How to find complex number for intersection of a line and a circle?
In particular, if $M=$ midpoint $BC$, then I want $AM ∩ (ABC)$ in complex numbers.
Let me describe why I needed this,
I was doing a problem which I reduced to proving $4$ points $(B,T,M',J)$ are cyclic where $ABC$ is an acute scalene triangle, $T$ is the intersection of tangents to $(ABC)$ from $B$ and $C$, $M' = AM ∩ (ABC)$ ;($M =$ midpoint $BC$) , and $J = AB ∩ CM'$.

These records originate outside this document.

PR #1160, opened 2020-01-11
simplify P&C generics

AndyPook:
There is no need to use generics on the nested private  classes (the types always align).
Remove the <K, V> parts and just use the <TKey, TValue> from the parent

### DIFF
--- a/src/Confluent.Kafka/Consumer.cs
+++ b/src/Confluent.Kafka/Consumer.cs
@@ -654,10 +654,7 @@ namespace Confluent.Kafka
         }
 
 
-        private ConsumeResult<K, V> ConsumeImpl<K,V>(
-            int millisecondsTimeout,
-            IDeserializer<K> keyDeserializer,
-            IDeserializer<V> valueDeserializer)
+        private ConsumeResult<TKey, TValue> ConsumeImpl(int millisecondsTimeout)
         {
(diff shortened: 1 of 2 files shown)


AndyPook:
Just taking it a step further...

Now it would make a lot of sense to expose `private ConsumeImpl(int)` as `public Consume(int)`. Change `IConsumer` to just have this. The other `Consume`s would then be implemented as extensions. (Or at least add `Consume(int)`).
This would mean changing the interface which is, technically, a breaking change (and there are a lot of xmldoc references :( ). But I don't think many would notice other than a recompile. IMO most do not do strict mocked testing at this level. More likely on whatever facade they have wrapped around it.

Thoughts...
I've seen some confusion around having your own config for timeout vs needing to discover "dotnet.cancellation.delay.max.ms".

As `int` is the intrinsic/internal value, needing to convert into TimeSpan then `Consume(TimeSpan)` converting back to int for every consume is a bit "odd".

Just exposing the `int` version on the interface then using extensions means you can provide the other helper overloads you feel are helpful. But also allows library users to also do their own thing.

mhowlett:
Yes, I think it makes sense to open up `ConsumeImpl` as `Consume(int)` (feel free to open that PR). I think we should just leave the other consumes as is to minimize change, though i agree extension methods seem better.

and yeah, I'm not concerned about 'breaking' the interface in this way. requiring a re-compile is fine by us.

I tried to prove this synthetically but I could not, so I decided to bash. First I tried coordinate but that was too long, so I decided to go with complex because that felt feasible. But then I remembered that I have not yet studied complex numbers (except when I would read EGMO complex numbers for fun, like a storybook). So I opened EGMO and could get complex numbers for everything like how to prove cyclic, intersection, $T$ etc. but Point $M'$ was a problem. I couldn't find how to get it anywhere so I come to MSE.
Please help me, Thanks!
Best Answer
Let $A,B,C$ lie on the unit circle, with complex coordinates $a,b,c$. Since you know EGMO, you should be able to find a proof of the fact that the line through the points $a,b$ on the unit circle has equation $$z + ab\overline{z} = a+b$$
Now denoting $D = AM \cap (ABC)$ with coordinate $d$, the line $AD$ is given by $z + ad \overline{z} = a+d$.
However you know that the midpoint of $BC$, namely $ \frac{b + c}{2}$ lies on line $AD$, so
$$\frac{b + c}{2} + ad \frac{\overline{b} + \overline{c}}{2} = a+d$$
You can now just solve for $d$ to find the required intersection.